I began to ponder the importance of all the things I didn't know about databases, and what DataStore might be good and bad at doing. Scrolling through the documentation I could see google boasting of super quick writes, but not super quick reads. I'd already seen how many API calls were being made to the Cloud DataStore API and knew I'd probably have to redesign part of the tool.

Idea 1: Use global objects

I attempted a few easy wins, mostly using the idea that if an instance of a function was invoked multiple times before being powered-down then global objects would still be available in memory.

If I put the data collected from the DataStore into a global object then I could check for its existence in subsequent function calls. This would save a lot of API calls and likely remove the largest bottleneck, saving my readers 10+ seconds of watching a loading spinner.

For whatever reason, this didn't work. Even if it had, the tool could still be vastly improved by taking a different approach that would be even faster and also reduce costs. I'd like to have this tool running indefinitely so reducing daily costs to an absolute minimum is important.

Idea 2: Store the results themselves in the database

It was obviously inefficient to repeat the same calculations multiple times. A good long-term solution would require aggregating the data periodically and then fetching and serving these aggregated data to the client.

I tried putting the JSON into the DataStore using a different key, but ran into errors about the data for each entity being too large. Even if I split the aggregated data into multiple component parts it would still be too large, and would grow over time. I guess DataStore isn't meant to be used like this.

I probably could have pursued this idea a bit further, but I didn't want to change the structure of the JSON blob served to client. If I did change it then I'd need to rewrite the client side JavaScript as well.

Client side work is faster than back-end, but writing JavaScript is fiddly compared to Python in my opinion. There's always multiple ways of doing a thing, and several versions of an API, so googling a solution isn't as simple as for Python.

Idea 3: Forget DataStore, use buckets

Final idea - store the results as a JSON blob in a Storage bucket and point the client at the bucket instead of the Cloud Function.

Turns out this is a super fast and efficient solution. /metrics now loads in less than half a second, and the only variable costs are egress on the bucket, which will be much smaller than the comparable costs of running a Cloud Function.

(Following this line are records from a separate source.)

PR #937, opened 2026-06-22
Add front/back, pop, and empty helpers to BufferExpander and SimpleCollector

tigercosmos:
Add `empty()` and `pop_size()` to `BufferExpander`, and `empty()`,
`front()`, `back()`, and `pop_back()` to `SimpleCollector`, so it can act
as a LIFO stack of scalars.

Per review:

- Added `front()` as the companion of `back()`.
- `front()`/`back()` are unchecked accessors that mirror `operator[]`,
  following the `std::vector` convention (no `back_at()` bound-checking
  variant). They carry `noexcept` to match the existing `operator[]`.
- `pop_back()` throws `std::out_of_range` on an empty collector via
  `BufferExpander::pop_size`'s buffer-level guard.

Includes gtests.

### DIFF
--- a/cpp/solvcon/buffer/BufferExpander.hpp
+++ b/cpp/solvcon/buffer/BufferExpander.hpp
@@ -97,6 +97,8 @@ public:
         return static_cast<size_type>(this->m_end_cap - this->m_begin);
     }
 
+    bool empty() const noexcept { return size() == 0; }
+
     void reserve(size_type cap);
 
     void expand(size_type length)
@@ -124,6 +126,19 @@ public:
                             capacity()));
         }
         m_end += amount;
+    }
+
+    /**
+     * Pull the size down by amount, keeping the capacity intact.
+     * @param amount Number of bytes to pull down.
+     */
+    void pop_size(size_type amount)
+    {
+        if (amount > size())
+        {
+            throw std::out_of_range(std::format("{}: amount {} > size() {}", name(), amount, size()));
+        }
+        m_end -= amount;
     }
 
     std::shared_ptr<ConcreteBuffer> copy_concrete(size_type cap = 0) const;
@@ -200,4 +215,4 @@ private:
 
 } /* end namespace solvcon */
 
-/* vim: set et ts=4 sw=4: */
+// vim: set ff=unix fenc=utf8 et sw=4 ts=4 sts=4:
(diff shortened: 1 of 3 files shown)


cpp/solvcon/buffer/BufferExpander.hpp
```diff
@@ -126,6 +128,19 @@ class BufferExpander
         m_end += amount;
     }
 
+    /**
+     * Pull the size down by amount, keeping the capacity intact.
+     * @param amount Number of bytes to pull down.
+     */
+    void pop_size(size_type amount)
```
tigercosmos, line 135: Mirror push_size

cpp/solvcon/buffer/BufferExpander.hpp
```diff
@@ -97,6 +97,8 @@ class BufferExpander
         return static_cast<size_type>(this->m_end_cap - this->m_begin);
     }
 
+    bool empty() const noexcept { return size() == 0; }
```
tigercosmos, line 100: New added.

cpp/solvcon/buffer/SimpleCollector.hpp
```diff
@@ -117,6 +118,18 @@ class SimpleCollector
         (*this)[it] = std::move(value);
     }
 
+    value_type const & back() const { return at(size() - 1); }
+    value_type & back() { return at(size() - 1); }
+
+    void pop_back()
```
tigercosmos, line 126: Meat.

tigercosmos (commented):
@yungyuc  Please take a look.

cpp/solvcon/buffer/SimpleCollector.hpp
```diff
@@ -117,6 +118,18 @@ class SimpleCollector
         (*this)[it] = std::move(value);
     }
 
+    value_type const & back() const { return at(size() - 1); }
```
yungyuc: Add also `front()`.

For performance, please assess if we should call it `back_at()`, and leave `front()` and `back()` for non-bound-checking variant.

I am not sure if there is an established convention for the bound-checking and non-bound-checking variants in C++.

yungyuc (changes requested):
- [x] Add also `front()` as a companion of `back()`.
- [x] Discuss: use `back_at()` or not for the bound-checking variant.

cpp/solvcon/buffer/SimpleCollector.hpp
tigercosmos: Added `front`. std::vector only has `front` and `back` and doesn't have bound-checking. It is UB if using the API for an empty vector.

tigercosmos:

cpp/solvcon/buffer/SimpleCollector.hpp
tigercosmos: Decide to not have `*_at()` to follow std::vector.

yungyuc (commented):
LGTM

The computation expense of calculating the analytical results is fixed and decoupled from the number of page views using the following method:

  1. Every few minutes Cloud Scheduler targets a Pub/Sub topic.
  2. The topic triggers a Cloud Function.
  3. The Cloud Function then:
    1. Queries the DataStore and collects the data.
    2. Calculates the analytics results.
    3. Generates a JSON blob containing the results.
    4. Pushes the JSON to a storage bucket which is available to a client.

Further improvement

The aggregated results for days other than the current day are still needlessly recalculated - once midnight rolls around the results are clearly not going to keep on changing.

Instead of having one JSON blob containing data for all the last 30 days, I could have a blob for each day (or perhaps each week). This would reduce the amount of data extracted from the DataStore. This would reduce costs and computational expense.